We've taken our two-claw hammer and done some fairly nice work with it.

------
DigitalSea
My favourite part was when Jeff said that his article wasn't another post
getting on the PHP hate wagon and then he takes pot-shots at the language,
classy. I'd equate Jeff's article to that of squirting a water pistol into the
ocean. Everyone knows PHP has some downsides, but it also has its upsides. PHP
does have its positives, but of course pointing out the negatives of anything
is a sure fire way of getting a response opposed to writing positive things.
You can fault every major language, no language is perfect regardless of what
anyone else says, JavaScript even has downsides but you'll be hard pressed to
find as many hating articles on JavaScript as you would on PHP.

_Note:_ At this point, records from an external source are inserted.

PR #180, opened 2022-01-04
Reset on platform change

Nacho114:
### Make platform change more robust

Currently a platform change does not reset any components and this causes strange behaviors if training is still on-going while the platform is changed for example. To solve this this we do the following:

On platform change request, the user is asked to confirm platform change, and that if he continues progress might be lost if training is on-going. If the user confirms, the training components are refreshed and the user is brought to home.

Additional small features include saving the last used platform in cache as well as changing colors when the platform is changed.


Nacho114:
Side note:

By binding the MainTrainingFrame key to the store platform value, we force a refresh of said component whenever the platform changes. 

If the component was never mounted then nothing happens when we change platform.

If the component was mounted (e.g. the user trained), then the component will be refreshed, this means that when the user is brought to the home page after the refresh, it will be connected also to the appropriate server as during the refresh of the MainTrainingFrame, the client will be created and will ask to be connected to the appropriate server.

giordano-lucas (approved):
all good on my side

s314cy (approved):

PR #181, opened 2022-01-05
add DEV_TOOLS option in env.dev

giordano-lucas:
By changing the line 
```
DEV_TOOLS=disabled
```
in the `.env.development` file, you can enable the Vue dev tools.

This PR aims at removing the `404` error in the console due to the dev tools that were loaded by default previously.


Nacho114 (approved):
Great thanks! no more 404s :)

PHP is simple to configure and deploy, I can get a client Wordpress site
migrated from my local environment to their server all setup and ready to go
in less than 5 minutes. I'm tired of the argument of: "Well, I just use Heroku
to push my Python and RoR projects live so your argument is invalid" the real
issue here is that the only argument haters of PHP have against it being easy
to deploy, is using a third party deployment app like Heroku which costs you
money as opposed to being able to push a Wordpress site live via SCP or FTP
without paying a cent.

I think when people hate on PHP they're confusing applications like Wordpress
or PHP frameworks with the language itself. Wordpress is not PHP, it's an
application built on PHP and we all know WP is poorly written but works this
isn't the fault of PHP.

Don't like the language? Improve it or shut up. It's like being who complain
about the war, but keep voting for the same political party..

------
tomkin
I'll start off by saying I don't know shit all about PHP on a fundamental
level. What I have noticed is there there is a sweet-spot of developers,
engineers that need to be involved.

Comments for "Adobe confirms it won't support Android" [1] are typical.
Achshar writes[2], "I think the problem isnt flash itself but the fact that
it's proprietary. This is the reason we have such news in the first place. If
adobe drops support, it's dead. No such thing with open stuff. No one entity
has all the control. This is where html5 upper leg, no one can suddenly start
charging you for using it or dictate it's development."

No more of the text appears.